|Laser||Power Demand||M²||Focus Beam Ø||Linear Weld Speed||Modulation|
|redPOWER QUBE||2kW||1.1||33µm (1/e²)||60mm/s at 1.5mm thickness / 200mm/s at 0.3mm thickness||None|
Laser welding provides an efficient and stable process due to its high precision and fast production rate which has many applications in the electronics and automotive industry.
Traditionally, laser welding is done with a fixed welding head with a higher power laser having lower beam quality to give acceptable weld widths as single mode beams are too sharp leading to very narrow weld profiles. In contrast wobble welding (or oscillation welding) is where a high beam quality laser is used with a galvo scan-head to rapidly oscillate the focal spot. This method of welding enables much easier control of weld parameters such as weld width and depth of penetration which can lead to a more efficient welding process.

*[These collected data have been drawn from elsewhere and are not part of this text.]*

PR #933, opened 2019-02-19
docs(menu): show disabled state for menu items in toolbar/submenu

codepretty:
There were no examples of a disabled menu for iconOnly and icon+text menu. I had requests from design to update the disabled color for icons, but the styling is correct. Adding as an example to the docs for a more complete example.

**Updated menu as a toolbar example**
image


packages/react/src/themes/teams/components/Icon/svg/icons/index.ts
```diff
@@ -118,6 +119,7 @@ export default {
   'participant-remove': participantRemove,
   'phone-clock': phoneClock,
   quote,
+  'read-aloud': readAloud,
```
bmdalex: is `read-aloud` icon exported because it's needed or just for this example?

bmdalex (approved):

docs/src/examples/components/Menu/Usages/MenuExampleToolbar.shorthand.tsx
```diff
@@ -76,14 +77,30 @@ const items = [
...
       items: [
-        { key: '1', content: 'item1' },
+        {
+          key: '1',
+          content: 'item1',
+          icon: {
+            name: 'read-aloud',
+            variables: { outline: true },
+          },
+        },
```
layershifter: Can be just `outline: true` (#1002):
```suggestion
            outline: true,
```

docs/src/examples/components/Menu/Usages/MenuExampleToolbar.shorthand.tsx
```diff
@@ -76,14 +77,30 @@ const items = [
     indicator: false,
     menu: {
       items: [
-        { key: '1', content: 'item1' },
+        {
+          key: '1',
+          content: 'item1',
+          icon: {
+            name: 'read-aloud',
+            variables: { outline: true },
```
layershifter: Can be just `outline: true` (#1002):
```suggestion
            outline: true,
```

layershifter (approved):
If `Icon` is exported, we should have a separate changelog entry

packages/react/src/themes/teams/components/Icon/svg/icons/index.ts
codepretty: ah, true. i'm not sure this feature is supported yet.

docs/src/examples/components/Menu/Variations/MenuExampleVertical.shorthand.tsx
```diff
@@ -7,6 +7,6 @@ const items = [
   { key: 'events', content: 'Upcoming Events' },
 ]
 
-const MenuExampleVertical = () => <Menu defaultActiveIndex={0} items={items} vertical primary />
+const MenuExampleVertical = () => <Menu defaultActiveIndex={0} items={items} vertical />
```
bmdalex, line 10: @codepretty 
### tl;dr

My only concern would be that the same `Menu` variation with the `primary` prop **will not be visually tested by screener anymore**. We can proceed if we're ok with this

### More details:
```jsx
​​​​​​​const MenuExampleVertical = () => <Menu defaultActiveIndex={0} items={items} vertical primary />
```

renders:

screenshot 2019-03-08 at 19 21 36

while

```jsx
const MenuExampleVertical = () => <Menu defaultActiveIndex={0} items={items} vertical />
```

renders

screenshot 2019-03-08 at 19 21 49

The 1st screenshot won't be tested anymore so any regressions in the code for styles for `vertical` & `primary` props combo won't be caught.

However, I acknowledge this is a **limitation of our testing infrastructure** that will hopefully be solved once we have a resolution on #1000

bmdalex (approved):
👍

docs/src/examples/components/Menu/Variations/MenuExampleVertical.shorthand.tsx
codepretty: It would be great to have our screener tests be able to run through all the permutations of props/variations we care about - it looks like that is the concern of #1000 . If we're concerned with testing and finding regressions for Teams theme menus though, I think not using the `primary` prop in our testing scenario is fine as the gray menu is what we care about.

bmdalex: > all the permutations of props/variations we care about

A nice thing to do would be to gather all these permutations for all components and place them under each theme. We can have some sort of big test config object with the following structure:

```typescript
type ThemeName = 'base' | 'teams' | 'teamsDark' | 'teamsHighContrast'
type ComponentName = 'List' | 'Menu' | 'Portal' /* ...rest of components */
type ObjectOfAny = Record<string, any>

type ComponentTestObjEntry = string | ObjectOfAny
type ComponentTestObj = { [key in ThemeName]?: ComponentTestObjEntry[] }
type TestObject = { [key in ComponentName]?: ComponentTestObj }

export const testObj: TestObject = {
  List: { /* list props to test */ },
  Menu: {
    teams: [
      'primary',
      'vertical',
      'pointing',
      { pointing: 'start' },
      'primary vertical',
      { pointing: 'start', primary: true },
      { pointing: 'start', primary: true, vertical: true },
      // ...
    ],
    teamsDark: [
      'primary',
      'vertical',
      'pointing',
      // ...
    ],
    teamsHighContrast: [ /* Menu HC props to test */ ]
  },
  Portal: { /* portal props to test */ },
}
```
I'm going to propose this idea in #1000 and then maybe you can help us gather these permutations, @codepretty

Conventionally, welding copper is seen to be challenging due to the high optical reflectivity and thermal conductivity. This can result in an unstable weld which is prone to spatter formation. The high reflectivity means the material does not absorb a high proportion of the laser beam which can lead to high levels of back-reflection, potentially causing damage to the beam delivery system and instability with the laser. These issues can be reduced by using the wobble welding technique.
A copper-copper lap weld was made using a 2kW single mode (SM) redPOWER QUBE fiber laser, using Argon as a shield gas. The beam was delivered to the work-piece using a standard galvo quality laser. The beam was rapidly moved in a circular motion whilst moving along the weld path, thus producing a weld of the desired width. The top plate thickness was 1.5mm which was joined to a 2.5mm thick lower plate. A linear welding speed of 60mm/s was achieved with a strong joint having no spatter. Similarly, a 0.3mm copper sheet was lap welded onto a 2.5mm lower plate and a welding speed of 200mm/s was obtained. This is a good result as travelling at such speeds using conventional, fixed head welding at this power level produces a lot of spatter.